Right now people can put up to $5000 into an FSA. If they are doing this, it's because they are going to be paying at least that much or else the government takes it.
Considering that this is a way that people can prepare in advance for inevitable costs, how does reducing it to $2500 help someone who has that much they need to pay out?
I pay way more than 5k in unreimbursed expenses, however there is a 7.5% threshold before one can claim medical expenses. Pretty much this screws anyone in this situation.
How is that good for us?
You obviously have not been reading the justifications for the various sections of the bill. Guess I'll have to educate you yet again:
One of the major reason for the increase in health care costs is the demand for services. If people don't "feel" the cost of the services they're consuming, people use more them. So a key to reducing demand is to make people feel more of the cost. One way to do that is to have high deductibles and high co-pays. Another way is to reduce the maximum FSA amount, because it essentially makes the cost of services only about 2/3 of the real cost (since that's the tax savings). Which is why the $5000 maximum is being reduced to $2500.

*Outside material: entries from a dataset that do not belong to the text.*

PR #9514, opened 2025-12-04
fix: Don't include 'begin' in label for blocks in the first statement input

### LINKED ISSUE #9487: Remove "begin <parent block label>" narration from first child block in a C-shaped block
Currently, the first statement block nested within a C-shaped block has its ARIA description prefixed with "begin <label of the C-shaped block>". This is redundant since the C-shaped block's label would have just been read out when it previously had focus, and should be removed. For statement blocks inside a statement input that is not the first statement input (e.g. inside of an "else if" clause), this should remain, as the label/context is otherwise not available.

gonfunko:
## The basics

### Resolves

Fixes #9487

### Proposed Changes
This PR removes "Begin <parent block label>" from the ARIA label for blocks that are attached to the first statement input in their parent. The information this provides would have been previously read out when the parent block was focused.

### DIFF
--- a/core/block_svg.ts
+++ b/core/block_svg.ts
@@ -252,7 +252,15 @@ export class BlockSvg
     const parentInput = (
       this.previousConnection ?? this.outputConnection
     )?.targetConnection?.getParentInput();
-    if (parentInput && parentInput.type === inputTypes.STATEMENT) {
+    if (
+      parentInput &&
+      parentInput.type === inputTypes.STATEMENT &&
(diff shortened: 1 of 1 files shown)


gonfunko:
This also fixes #9457.

maribethb (approved):
This change does what the issue asks, but I'm not totally convinced the issue should ask for the thing (I left a comment there). If nobody else objects to this behavior this lgtm though

PR #9521, opened 2025-12-09
feat: Beep when navigating across nesting levels

### LINKED ISSUE #9500: Narrate nesting level when navigating between blocks
When navigating between blocks at different levels of nesting, the nesting level of the new block should be added to its ARIA label or otherwise read out to indicate its position in the hierarchy. If this is infeasible, this information could be added to the verbose readout of the block instead.

gonfunko:
## The basics

### Resolves

Fixes #9500

### Proposed Changes
This PR plays a beep when navigating between block nesting levels, increasing in pitch the more nested the destination block is. Currently this is done unconditionally; when we eventually need to merge this branch back into `main` we'll probably need to figure out a way to do it just in a screenreader context or at least make it configurable.

### DIFF
--- a/core/block_svg.ts
+++ b/core/block_svg.ts
@@ -1983,6 +1983,22 @@ export class BlockSvg
   }
 
   /**
+   * Returns how deeply nested this block is in parent C-shaped blocks.
+   *
+   * @internal
+   * @returns The nesting level of this block, starting at 0 for root blocks.
+   */
+  getNestingLevel(): number {
+    // Don't consider value blocks to be nested.
+    if (this.outputConnection) {
+      return this.getParent()?.getNestingLevel() ?? 0;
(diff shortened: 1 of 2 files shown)


BenHenning (approved):
This is fantastic. Is there a theoretical limit to how many levels we can go before the sound becomes too high pitched for the average person to hear? I am wondering a bit if we should start with lower tones.

Otherwise I think this is a great solution and I'm eager to see how it does with testing.

gonfunko:
Uh, assuming 20kHz is the limit of human hearing, and the 40Hz steps this is using, that'd be 490 levels of nesting. I assume it would get gratingly high pitched before it got out of audible range, but...maybe that's a useful incentive to not nest your loops 100 levels deep.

Frankly, the best approach would be to require that all plans have $5000 deductibles, but that all expenses over that be 100% covered. For those households with low incomes (who "feel" even small costs), a sliding scale of subsidies would help out.
Naturally, all of these approaches will be unpopular, because people are clueless as to why health care costs are skyrocketing. A perfect example was last year's report that the current "standard" for who to give mammograms to, and how often, was not cost effective. Yet the recommendations were decried by all parties - not because they were wrong, but because they were unpopular.
We're held hostage to almost universal stupidity; is it any wonder why making real improvements to our health care system is so difficult?